Kolozsvári Orsolya B, Xu Weiyong, Leppänen Paavo H T, Hämäläinen Jarmo A
Department of Psychology, University of Jyväskylä, Jyväskylä, Finland.
Jyväskylä Centre for Interdisciplinary Brain Research (CIBR), University of Jyväskylä, Jyväskylä, Finland.
Front Hum Neurosci. 2019 Jul 12;13:243. doi: 10.3389/fnhum.2019.00243. eCollection 2019.

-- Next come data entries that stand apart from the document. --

PR #151, opened 2024-08-26
CVE Updates

jasonpilz:
* 2 CVE's from alpine linux 3.20 have caused the docker image artifacts to fail security scans.
* Example: https://github.com/hashicorp/crt-workflows-common/actions/runs/10564866097/job/29268528445

1. [CVE-2024-7264](https://security.alpinelinux.org/vuln/CVE-2024-7264) (curl 8.9.0-r0)
2. [CVE-2024-43374](https://security.alpinelinux.org/vuln/CVE-2024-43374) (vim 9.1.0414-r0)

* Both have patched versions on alpine edge (not yet in a patched version).
  * Manually pinned the edge versions in build.
* Updated the build to base the production image on the dev build stage since it already shared the same foundational build steps.

### How I've tested this PR:
```
make docker/dev

docker buildx build \
                --load \
                --platform linux/arm64 \
                --tag docker.io/hashicorp/hcp:latest-195e341 \
                --target=base \
                .

docker buildx build \
		--load \
		--platform linux/arm64 \
		--tag docker.io/hashicorp/hcp:latest-195e341 \
		--target=dev \
		.
```

### Checklist:

### DIFF
--- a/Dockerfile
+++ b/Dockerfile
@@ -1,10 +1,8 @@
 # Copyright (c) HashiCorp, Inc.
 # SPDX-License-Identifier: BUSL-1.1
 
-## Dev DOCKERFILE ##
-FROM alpine:3.20 as dev
-
-COPY bin/hcp /bin/hcp
+## Common Base Layer
+FROM alpine:3.20 as base
 
 RUN apk --no-cache upgrade && apk --no-cache add \
 	bash \
@@ -16,12 +14,18 @@ RUN apk --repository=https://dl-cdn.alpinelinux.org/alpine/edge/main --no-cache 
   vim=9.1.0678-r0 \
   curl=8.9.1-r1
 
-RUN touch ~/.bashrc && hcp --autocomplete-install
+RUN touch ~/.bashrc
+
+## Dev DOCKERFILE ##
+FROM base as dev
+
+COPY bin/hcp /bin/hcp
+RUN hcp --autocomplete-install
 
 CMD ["/bin/bash"]
 
 ## DOCKERHUB DOCKERFILE ##
-FROM dev as release
+FROM base as release
 
 ARG BIN_NAME
 ARG NAME=hcp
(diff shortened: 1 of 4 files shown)


internal/commands/auth/print_access_token.go
```diff
@@ -28,13 +28,6 @@ func NewCmdPrintAccessToken(ctx *cmd.Context) *cmd.Command {
 				Preamble: "To print the access token:",
 				Command:  "$ hcp auth print-access-token",
 			},
-			{
-				Preamble: "To use the access token when curling an API:",
-				Command: heredoc.New(ctx.IO, heredoc.WithPreserveNewlines()).Must(`
```
meirish, line 33: Does this get executed? It would be nice to keep it in the docs if possible.

jasonpilz: Sure, we can keep it. I was just thinking that if a user attempted this example with the docker container it wouldn't have `curl` installed, but I suppose it could just be manually installed. Will do as you suggest.

Dockerfile
```diff
@@ -3,18 +3,25 @@
...
+  vim=9.1.0678-r0 \
+  curl=8.9.1-r1
+
 RUN touch ~/.bashrc && hcp --autocomplete-install
+
 CMD ["/bin/bash"]
 
 ## DOCKERHUB DOCKERFILE ##
-FROM alpine:3.20 as release
+FROM dev as release
```
dadgar, line 24: Does this work? The build pipeline will try to build the docker target release: https://github.com/hashicorp/hcp/blob/main/.github/workflows/build.yml#L171.

The dev target, tries to copy bin/hcp to bin/hcp, but that may not exist when running the CI step. Is it safer just to duplicate the logic or to move to a script that both execute?

dadgar (approved):

Dockerfile
```diff
@@ -1,20 +1,31 @@
...
 	bash \
-	curl \
 	jq \
-	nano \
-	vim
-RUN touch ~/.bashrc && hcp --autocomplete-install
+	nano
+
+## No patch for vulnerabilities in alpine, downloading fixed versions from edge
+RUN apk --repository=https://dl-cdn.alpinelinux.org/alpine/edge/main --no-cache add \
```
pierluc-codes, line 13: I like that solution!

pierluc-codes (approved):
Good job! I like the end result.

Dockerfile
jasonpilz: Your right, thanks for pointing that out! Updated.

PR #160, opened 2024-09-12
Vault 29636 create secrets using hcl

mercedesbh:
### Checklist:


mercedesbh:
An additional patch will go up to support the recent capabilities work and the expansion to AWS and GCP rotating secrets

internal/commands/vaultsecrets/secrets/create.go
```diff
@@ -117,39 +122,16 @@ type CreateOpts struct {
...
-}
-
-type MongoDBScope struct {
-	Name string `mapstructure:"type"`
-	Type string `mapstructure:"name"`
-}
-
-type AwsAssumeRole struct {
-	RoleArn string `mapstructure:"role_arn"`
+type DetailsInternal struct {
```
dhuckins, line 125: if its internal should it be exported?
```suggestion
type detailsInternal struct {
```

internal/commands/vaultsecrets/secrets/create.go
```diff
@@ -117,39 +122,16 @@ type CreateOpts struct {
...
+type detailsInternal struct {
+	Details map[string]any
 }
 
-type GcpServiceAccount struct {
-	ServiceAccountEmail string `mapstructure:"service_account_email"`
+type SecretConfig struct {
+	Type            integrations.IntegrationType `hcl:"type"`
+	IntegrationName string                       `hcl:"integration_name"`
+	Details         cty.Value                    `hcl:"details"`
```
averche, line 132: If the `Details` was a `map[string]interface{}` instead of `cty.Value`, would the HCL parser be able to decode it correctly (eliminating the need for custom recursive decoding logic in `ctyValueToMap`)?

internal/commands/vaultsecrets/secrets/create.go
```diff
@@ -423,20 +364,56 @@ func readPlainTextSecret(opts *CreateOpts) error {
...
-		return sc, fmt.Errorf("unable to unmarshal config file: %w", err)
+		return sc, di, err
+	}
+	di.Details = detailsMap
+
+	return sc, di, nil
+}
+
+func ctyValueToMap(value cty.Value) (map[string]any, error) {
+	varMapNow := make(map[string]any)
```
averche, line 387: Nit: this map's name is a bit confusing (with `Now` suffix)

internal/commands/vaultsecrets/secrets/create.go
```diff
@@ -423,20 +364,56 @@ func readPlainTextSecret(opts *CreateOpts) error {
...
+	for k, v := range value.AsValueMap() {
+		if v.Type() == cty.String {
+			if k == "rotation_policy_name" {
+				varMapNow[k] = rotationPolicies[v.AsString()]
```
averche, line 391: I think it may be better to accept full policy name here (e.g. "built-in:30-days-2-active") instead of just "30". This will allow us to support custom policy names in the future and it would be consistent with our current API.

internal/commands/vaultsecrets/secrets/create.go
mercedesbh: HCL[ unfortunately does not support `map[string]interface{}`](https://github.com/hashicorp/hcl/issues/291) since it requires defined types. `cty.Value` (or something like `hcl-Attributes`) is the closest thing to the flexibility we need.

internal/commands/vaultsecrets/secrets/create.go
```diff
@@ -288,11 +242,10 @@ func createRun(opts *CreateOpts) error {
 		}
 
 	case secretTypeDynamic:
-		sc, err := readConfigFile(opts)
+		sc, di, err := readConfigFile(opts)
```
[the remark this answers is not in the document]
mercedesbh: Great point, sure thing

internal/commands/vaultsecrets/secrets/create.go
mercedesbh: Good catch - leftover from manual testing

averche (approved):

PR #167, opened 2024-09-27
VAULT-29635 - Create rotating and dynamic secrets from interactive cli 

mercedesbh:
For ticket https://hashicorp.atlassian.net/browse/VAULT-29635, we want to provide users with an option to create rptating and dynamic secrets through interactive CLI prompting. This PR provides that experience when users omit the `--data-file` flag.

### How I've tested this PR:
Ran `make go/build` to test manually

1. Checkout this branch
2. Run `make go/build`
3. Create a HVS rotating or dynamic secret using `./bin/hcp vault-secrets secrets create rotating_secret --secret-type=rotating` or `./bin/hcp vault-secrets secrets create dynamic_secret --secret-type=dynamic`

Screenshot 2024-09-27 at 5 57 16 PM

### Checklist:


internal/commands/vaultsecrets/secrets/create.go
```diff
@@ -127,11 +135,70 @@ type secretConfigInternal struct {
...
 
 type SecretConfig struct {
-	Type            integrations.IntegrationType `hcl:"type"`
-	IntegrationName string                       `hcl:"integration_name"`
-	Details         cty.Value                    `hcl:"details"`
+	Type    integrations.IntegrationType `hcl:"type"`
+	Details cty.Value                    `hcl:"details"`
 }
 
+var (
```
mercedesbh, line 142: Overall, this implementation feels pretty hacky, but allowing the interactive experience from hardcoded values for now is a bit tricky. There's a function [here](https://github.com/hashicorp/hcp/pull/167/files#diff-7f92b17a95650abeca3ec432e8bcf6859f19709d1bdb6b3687fb5d704940a4ecR542) that depends on the type of the empty values in the maps below. Definitely open to an alternative solution that's either less code or not as hacky.

internal/commands/vaultsecrets/secrets/create.go
```diff
@@ -439,9 +527,124 @@ func validateSecretConfig(secretConfig SecretConfig) []string {
...
+		case reflect.Slice:
+			var (
+				sliceItems []map[string]any
+			)
+			nestedMap := make(map[string]any)
+			valueSlice := value.([]map[string]string)
+
+			for proceed := true; proceed; proceed = promptForAdditionalField(field, opts) {
+
+				for _, nestedField := range maps.Keys(valueSlice[0]) {
```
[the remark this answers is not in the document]
pmmukh: also generally a little curious why you're not doing the recursive approach when the type is a map here as well, if this is a slice of maps

pmmukh (approved):
this is awesome!!

internal/commands/vaultsecrets/secrets/create.go
```diff
@@ -439,9 +527,124 @@ func validateSecretConfig(secretConfig SecretConfig) []string {
...
+		return config, internalConfig, err
+	}
+
+	internalConfig.Details = fieldValues
+	return config, internalConfig, err
+}
+
+func populateFieldValues(fieldMap map[string]any, opts *CreateOpts) (map[string]any, error) {
+	var fieldPrompt promptui.Prompt
+	fieldsMap := make(map[string]any)
```
averche, line 590: Nit: `fieldMap` and `fieldsMap` are a bit too similar and could get confused within the same function

internal/commands/vaultsecrets/secrets/create.go
```diff
@@ -439,9 +527,124 @@ func validateSecretConfig(secretConfig SecretConfig) []string {
...
+		Stdout: iostreams.NopWriteCloser(opts.IO.Err()),
+	}
+
+	_, provider, err := providerPrompt.Run()
+	if err != nil {
+		return config, internalConfig, fmt.Errorf("provider selection prompt failed: %w", err)
+	}
+	config.Type = integrations.IntegrationType(provider)
+
+	fieldValues, err := populateFieldValues(providerFields[provider], opts)
```
averche, line 579: Is the provider here guaranteed to be a valid? (otherwise `providerFields[provider]` might return nil)

internal/commands/vaultsecrets/secrets/create.go
```diff
@@ -130,11 +138,70 @@ type secretConfigInternal struct {
...
 type SecretConfig struct {
-	Type            integrations.IntegrationType `hcl:"type"`
-	IntegrationName string                       `hcl:"integration_name"`
-	Details         cty.Value                    `hcl:"details"`
+	Type    integrations.IntegrationType `hcl:"type"`
+	Details cty.Value                    `hcl:"details"`
 }
 
+var (
+	twilioRotatingSecretConfig = map[string]any{
```
averche, line 146: Maybe calling these templates would be more appropriate since they are not meant to be modified

internal/commands/vaultsecrets/secrets/create.go
```diff
@@ -439,9 +527,124 @@ func validateSecretConfig(secretConfig SecretConfig) []string {
...
+	}
+	config.Type = integrations.IntegrationType(provider)
+
+	fieldValues, err := populateFieldValues(providerFields[provider], opts)
+	if err != nil {
+		return config, internalConfig, err
+	}
+
+	internalConfig.Details = fieldValues
+	return config, internalConfig, err
```
averche, line 585: Style nit:

```suggestion
	if err != nil {
		return SecretConfig{}, secretConfigInternal{}, err
	}

	internalConfig.Details = fieldValues

	return config, internalConfig, nil
```

internal/commands/vaultsecrets/secrets/create.go
```diff
@@ -439,9 +527,124 @@ func validateSecretConfig(secretConfig SecretConfig) []string {
...
+}
+
+func populateFieldValues(fieldMap map[string]any, opts *CreateOpts) (map[string]any, error) {
+	var fieldPrompt promptui.Prompt
+	fieldsMap := make(map[string]any)
+
+	for _, field := range maps.Keys(fieldMap) {
+		value := fieldMap[field]
```
averche, line 593:
```suggestion
	for field, value := range fieldMap {
```

internal/commands/vaultsecrets/secrets/create.go
```diff
@@ -439,9 +527,124 @@ func validateSecretConfig(secretConfig SecretConfig) []string {
...
+		switch reflect.ValueOf(value).Kind() {
+		case reflect.String:
+			fieldPrompt = promptui.Prompt{
+				Label: field,
+				Mask:  '*',
+			}
+
+			input, err := fieldPrompt.Run()
+			if err != nil {
+				return fieldsMap, fmt.Errorf("prompt for field %s failed: %w", field, err)
```
averche, line 603:
```suggestion
				return nil, fmt.Errorf("prompt for field %q failed: %w", field, err)
```

averche (approved):
Left a few comments above but nothing blocking!

internal/commands/vaultsecrets/secrets/create.go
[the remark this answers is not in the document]
mercedesbh: > i think i'm a little confused on the logic behind maps.Keys(valueSlice[0]) here, would you mind dropping a comment about it?
I can definitely drop a comment here. In short, since the `valueSlice` (slice of maps) is hardcoded in the provider field templates, we know there is only a map at the first index of the slice. So instead of iterating through the slice, let's just grab the first index of the slice and iterative over the map keys at that index.

> also generally a little curious why you're not doing the recursive approach when the type is a map here as well, if this is a slice of maps
Good question. Only because the [prompt](https://github.com/hashicorp/hcp/pull/167/files#diff-7f92b17a95650abeca3ec432e8bcf6859f19709d1bdb6b3687fb5d704940a4ecR624) is a bit different when it's a slice, but let me see if I reconcile that for it to also be recursive.

internal/commands/vaultsecrets/secrets/create.go
mercedesbh: Yep, it's guaranteed to be valid. The provider was chosen by the user from a selection of providers in `availableDynamicSecretProviders` and `availableRotatingSecretProviders` ([maps](https://github.com/hashicorp/hcp/pull/167/files#diff-7f92b17a95650abeca3ec432e8bcf6859f19709d1bdb6b3687fb5d704940a4ecR533-R543) from provider to fields)

internal/commands/vaultsecrets/secrets/create.go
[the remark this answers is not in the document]
pmmukh: ahhh, didn't realize `valueSlice` would only have 1 elem there if its a slice of maps, thanks for clarifying!

internal/commands/vaultsecrets/secrets/create.go
```diff
@@ -130,11 +138,70 @@ type secretConfigInternal struct {
...
+		"integration_name": "",
+		"secret_details": map[string]any{
+			"mongodb_roles": []map[string]string{
+				{
+					"collection_name": "",
+					"database_name":   "",
+					"role_name":       "",
+				},
+			},
+			"mongodb_scopes": []map[string]string{
```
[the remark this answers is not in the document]
mercedesbh: Screenshot 2024-10-09 at 3 59 05 PM

PR #459, opened 2026-08-06
Emit GGUF zero points explicitly

justinchuby:
## Summary

This is the clean-main rebuild of the urgent correctness fix from #458. It contains only the GGUF zero-point fix, based on current `origin/main`.

GGUF Q4_0 and Q8_0 are symmetric formats, but their dequantization formulas still require non-zero zero points:

- Q4_0: `(q - 8) * scale`
- Q8_0: `(q - 128) * scale`

Mobius previously marked those GGUF imports as symmetric, so `QuantizedLinear` and `QuantizedEmbedding` omitted the optional `zero_points` input for `MatMulNBits` and `GatherBlockQuantized`. That is not portable: `GatherBlockQuantized` defaults diverge between ORT CPU and ORT CUDA when `zero_points` is omitted, corrupting CUDA embeddings before the first decoder layer runs.

This PR makes GGUF Q4_0/Q8_0 emit explicit zero-point initializers, so both `GatherBlockQuantized` and `MatMulNBits` receive the intended values instead of relying on EP defaults.

## Regression test

Added a single-node `GatherBlockQuantized` runtime regression:

- qweight nibbles are all `10`
- scales are known constants
- explicit zero point is `8`
- output is asserted against hand-computed `(q - 8) * scale`
- rerunning with zero point `0` is asserted not to match

I also temporarily flipped the test's zero point to `0`; it failed with a 100% output mismatch, so the test checks the value and not just the presence of the input.

Synthetic GGUF tests now also assert:

- Q4_0 `MatMulNBits` nodes have the explicit fourth input
- Q4_0 `GatherBlockQuantized` has the explicit fourth input
- Q4_0 embedding zero points are packed as `0x88`

## Quantization types checked

Direct GGUF repackers already produce explicit zero-points for supported direct formats:

- Q4_0: zp=8
- Q4_1: per-block affine zp
- Q4_K: requantized per-block affine zp
- Q8_0: zp=128
- Q1_0: zp=1; Tencent Q1_0 uses its custom zp path

Q5_0/Q5_1/Q5_K/Q6_K are not direct `MatMulNBits` repack targets here; when they appear in mixed presets they go through dequantize+requantize/native-block fallback paths, which produce explicit zero-points where needed.

## Validation

- `python -m pytest src\mobius\integrations\gguf\_builder_test.py -q` -> `33 passed`
- `python -m pytest src\mobius\integrations\gguf\ src\mobius\_configs\ src\mobius\_model_package_test.py` -> `304 passed`
- `python -m ruff check src\mobius\integrations\gguf\_builder.py src\mobius\integrations\gguf\_builder_test.py` -> passed
- `python -m ruff format --check src\mobius\integrations\gguf\_builder.py src\mobius\integrations\gguf\_builder_test.py` -> passed

Fresh conversion validated with `C:\Users\justinchu\dev\models-gguf\qwen2.5-0.5b-instruct-q4_0.gguf`:

```powershell
python -m mobius build-gguf C:\Users\justinchu\dev\models-gguf\qwen2.5-0.5b-instruct-q4_0.gguf --output C:\Users\justinchu\dev\models\qwen2.5-0.5b-q4_0-mobius --keep-quantized --dtype f16 --ep cuda
```

Converted graph verification:

- `GatherBlockQuantized` input count: 4
- all `MatMulNBits` input counts: 4
- zero-point initializers: 170

Generation checks on the freshly converted model, no post-hoc graph patching:

- ORT CPU via onnx-genai CLI: `The capital of France is Paris. It is the largest city in`
- ORT CUDA via onnx-genai CLI (`ONNX_GENAI_ORT_LIB_DIR` pointed at the installed onnxruntime-gpu package, CUDA/cuDNN DLL dirs on PATH): `The capital of France is Paris. It is the largest city in`
- native CUDA via onnx-genai CLI (`--features native-cuda`, CUDA/cuDNN DLL dirs on PATH): `The capital of France is Paris. It is the largest city in`

## Upstream ORT issue

Reported the provider default divergence here: https://github.com/microsoft/onnxruntime/issues/31692

## Relationship to #458

#458 was accidentally based on another in-flight feature branch and includes unrelated commits. This PR is the clean-main replacement for the urgent zero-point correctness fix only.

### DIFF
--- a/src/mobius/integrations/gguf/_builder.py
+++ b/src/mobius/integrations/gguf/_builder.py
@@ -528,7 +528,7 @@ def _detect_quant_params(gguf_model, gguf_arch: str) -> tuple[int, int, bool]:
         map_gguf_to_hf_names,
     )
 
-    # Symmetry of each supported GGUF quantization type.
+    # Whether the graph can omit zero_points for each supported GGUF type.
     #
     # Mainline Q1_0 (1-bit binary) is repacked into 2-bit MatMulNBits
     # with zp=1 — see _repack_q1_0. Tencent's custom Q1_0 (2-bit SEQ,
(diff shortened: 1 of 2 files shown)


justinchuby:
@copilot do not use onnx or helper module, use onnx-ir instead for building the test model. Also fix lint and unit tests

During speech perception, listeners rely on multimodal input and make use of both auditory and visual information. When presented with speech, for example syllables, the differences in brain responses to distinct stimuli are not, however, caused merely by the acoustic or visual features of the stimuli. The congruency of the auditory and visual information and the familiarity of a syllable, that is, whether it appears in the listener's native language or not, also modulates brain responses. We investigated how the congruency and familiarity of the presented stimuli affect brain responses to audio-visual (AV) speech in 12 adult Finnish native speakers and 12 adult Chinese native speakers. They watched videos of a Chinese speaker pronouncing syllables (/pa/, /pha/, /ta/, /tha/, /fa/) during a magnetoencephalography (MEG) measurement where only /pa/ and /ta/ were part of Finnish phonology while all the stimuli were part of Chinese phonology. The stimuli were presented in audio-visual (congruent or incongruent), audio only, or visual only conditions. The brain responses were examined in five time-windows: 75-125, 150-200, 200-300, 300-400, and 400-600 ms. We found significant differences for the congruency comparison in the fourth time-window (300-400 ms) in both sensor and source level analysis. Larger responses were observed for the incongruent stimuli than for the congruent stimuli. For the familiarity comparisons no significant differences were found. The results are in line with earlier studies reporting on the modulation of brain responses for audio-visual congruency around 250-500 ms. This suggests a much stronger process for the general detection of a mismatch between predictions based on lip movements and the auditory signal than for the top-down modulation of brain responses based on phonological information.
在言语感知过程中,听众依赖多模态输入并利用听觉和视觉信息。例如,当呈现语音(如音节)时,大脑对不同刺激的反应差异并非仅仅由刺激的声学或视觉特征引起。听觉和视觉信息的一致性以及音节的熟悉程度,即它是否出现在听众的母语中,也会调节大脑反应。我们研究了呈现刺激的一致性和熟悉程度如何影响12名成年芬兰母语者和12名成年中国母语者对视听(AV)语音的大脑反应。他们在脑磁图(MEG)测量期间观看了一位中国说话者发音节(/pa/、/pha/、/ta/、/tha/、/fa/)的视频,其中只有/pa/和/ta/是芬兰语音系的一部分,而所有刺激都是汉语音系的一部分。刺激以视听(一致或不一致)、仅听觉或仅视觉条件呈现。在五个时间窗口中检查大脑反应:75 - 125、150 - 200、200 - 300、300 - 400和400 - 600毫秒。我们发现在传感器和源水平分析的第四个时间窗口(300 - 400毫秒)中,一致性比较存在显著差异。观察到不一致刺激的反应比一致刺激的反应更大。对于熟悉程度比较,未发现显著差异。结果与早期关于250 - 500毫秒左右视听一致性对大脑反应调节的研究一致。这表明,与基于语音信息对大脑反应的自上而下调节相比,基于唇动预测和听觉信号之间不匹配的一般检测过程要强得多。